Starting point is 01:21:45 Thank you. It's always so much fun. Happy Pride. You always make our episodes so much better because you're amazing and we love you. Yay. Love you. And I can't wait to have you back in this closet for reals.
Starting point is 01:21:56 Oh, man. I can't wait till we go to Halo and get wrecked. Yes. Elder God. All right. You guys ready for some bad sex writing? It's going to be short but sweet. There had been a hot, sweet ball of excitement
Starting point is 01:22:07 in her lower belly, and she had been very conscious of her breasts as sexual things, full and ripe and standing out from her chest. The moon had made her feel drunk, and so had the grass, whetting her legs with its night moisture.
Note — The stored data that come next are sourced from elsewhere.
PR #1059, opened 2024-12-09
ci: add default_platform to AKS test

burgerdev:


.github/workflows/e2e_aks_runtime.yml
```diff
@@ -40,6 +41,7 @@ jobs:
           cat <<EOF > justfile.env
           container_registry=${{ env.container_registry }}
           azure_resource_group=${{ env.azure_resource_group }}
+          default_platform=AKS-CLH-SNP
```
3u13r, line 44: We now should be able to remove the platform from the lines 57 and 91

3u13r (changes requested):

.github/workflows/e2e_aks_runtime.yml
burgerdev: The second one is not overridden by the default, but the first one should be.

burgerdev:
@3u13r: Thanks for debugging this! I changed your commit to use the `PodsFromDeployment` built into contrasttest, that makes it a little more concise.

3u13r (approved):
LGTM

PR #1061, opened 2024-12-09
cli/genpolicy: never log already existing policy annotation on 'debug' + handle missing log prefix

jmxnzo:
This PR is a follow up on #1054 and patches the occurred runtime error on the different kata-containers upstream repos, by redacting existing policy annotations when logging. Thus the RUST_LOG env flag can now be set to "debug" and re-running the generate step on a deployment with set policy annotation does not result in a runtime error during translation anymore.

She'd known if the boy caught her,
Starting point is 01:22:23 she would let the boy have her maidenhead. So I didn't know Stephen King was a virgin. Apparently. I can't tell if Dana's laughing really quietly. I'm sorry, I forgot to get a Pornhub comment, so I'm currently trying to furiously silence the porn videos that are currently playing all night. So the heavy breathing wasn't you, okay finish this boy off i have i hastily found
Starting point is 01:22:50 comment from xxx die go xx42 and they say wait this isn't cool math games.com great my name is dave mill. And I'm now Spain. I'm Kyle Crawford, and we've been your fuck buddies. Hell yeah. Happy Pride. Be safe. Happy Pride.